Location
- Ashfields New Road Newcastle-under-Lyme Staffordshire, ST5 2SJ England
- Coordinates: 53°00′57″N 2°14′08″W﻿ / ﻿53.0159°N 2.23546°W

Information
- Type: Academy
- Religious affiliation: Roman Catholic
- Local authority: Staffordshire
- Department for Education URN: 140802 Tables
- Ofsted: Reports
- Gender: Mixed
- Age: 11 to 18
- Enrolment: 1093 as of June 2022^{[update]} Of which 148 on roll in the sixth form
- Website: http://www.saintjohnfishercc.co.uk/

= St John Fisher Catholic College =

St John Fisher Catholic College is a mixed secondary school and sixth form located in Newcastle-under-Lyme in the English county of Staffordshire. The school is named after Saint John Fisher, a Roman Catholic bishop and theologian who was executed by order of Henry VIII during the English Reformation
The school was originally named after the Blessed Thomas Maxfield and changed to St John Fisher in 1980.

Previously a voluntary aided school administered by the Roman Catholic Archdiocese of Birmingham and Staffordshire County Council, St John Fisher Catholic College converted to academy status in April 2014. The school is now part of Christ the King Catholic Collegiate, a Multi Academy Company, administered by the Archdiocese of Birmingham.
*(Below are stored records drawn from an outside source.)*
PR #10260, opened 2024-01-25
Update just.fish to handle descriptions for completions

danielb2:
## Description

This change updates fish completions to also include descriptions for justfile recipes. It has been tested with descriptions for recipes with arguments as well


share/completions/just.fish
```diff
@@ -1,4 +1,4 @@
 function _justfile_targets
-    just --summary 2>/dev/null | string split ' '
+    just -l | tail -n +2 | sed -e 's/^[[:blank:]]*//' -e 's/[[:blank:]]*#/\t/' -e 's/[[:blank:]]*[*+][^[:blank:]]*//'
```
faho, line 2: Have you considered `string trim` and `string replace`?

We're trying to get away from `sed`, it's got a bunch of terrible implementations in use (I believe some don't support `\t` on the replacement-side).

danielb2: yes, this should do it then ;)

faho:
Thanks!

St John Fisher Catholic College offers GCSEs as well as BTECS as programmes of study for pupils, while students in the sixth form have the option to study from a range of A-levels and BTECs. The sixth form provision is offered as the Trinity Sixth Form, a collaboration between St John Fisher Catholic College, St Margaret Ward Catholic Academy, and St Thomas More Catholic Academy.